I fully agree with you here. But I think the way to do this is to create inroads for guilds and existing projects as opposed to directing them to creating new projects. We’ve done that with contributors like @hashedMae, @samanthaj, @Brustkern, and others - all of which now occupy leadership roles in the DAO.

Should contribution to guilds/projects be considered when approving grants?

  • Yes
  • No
0 voters

Directed Replies

@samanthaj

That’s why I advocated for a re-work of our bDAO CCs to focus on keynote speakers rather than a firehose of project updates

When you have a moment, can you kick up a general forum post to continue this conversation?

@ZrowGz @0x_Lucas

Maybe the proposals for funding should be re-located to consensus mechanisms, such that it doesn’t fall upon any group of individuals?

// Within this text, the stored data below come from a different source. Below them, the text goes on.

PR #682, opened 2017-01-11
Fixed language codes for fr-FR and es-ES

AndrewBrinker:
Instead of #659.

This PR renames the `fr/` language code to `fr-FR/` and does the same for `es/` to `es-ES/`. It also adds missing layouts for `es-ES/`, although they are currently just copies of the default layouts.

PR #684, opened 2017-01-11
Fix Spanish translation

alx741:
Wow! I failed to create a `_layouts/es/` for it and breaked the page, sorry about that! This will fix it.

I think this could be a unique opportunity for us to leverage a Mirror Token Race to determine the projects we want to prioritize on a Season by Season basis.

I’m in agreement with you both here. I want to decentralize the decision making power that GC has, but I don’t think know is the right time to do it. We’re still lacking a lot of information in proposals that allow us to make educated and informed decisions, such as:

  • Squad’s ability to ship
  • Relevant perspectives to inform voters on matters outside their domains (eg. Why a dev-centric proposal would have high costs for maintaining servers.)
  • Variance in compensation plans (WIP)

Until we have solid guidelines for how proposals should be evaluated, I think a decentralized Grants model will allocate resources inefficiently.

@jameswmontgomery.eth

Dude. Your reply made me think a lot, thank you! I think there definitely is some “letting go” that many L2s can benefit from and I’m generally in favor or new projects and new teams.

But, I’m not sold on the idea that the “old guard” needs to step away so new members can thrive. What many guild leaders and project coordinators have in common is a shared experience - We cut our teeth in the DAO before we stepped into coordination roles.

This is a bull market, we are onboarding tons of talented & brilliant contributors; we need to put them to work and pay them so they stay.

I fully agree with you here. But I think the way to do this is to create inroads for guilds and existing projects as opposed to directing them to creating new projects. We’ve done that with contributors like @hashedMae, @samanthaj, @Brustkern, and others - all of which now occupy leadership roles in the DAO.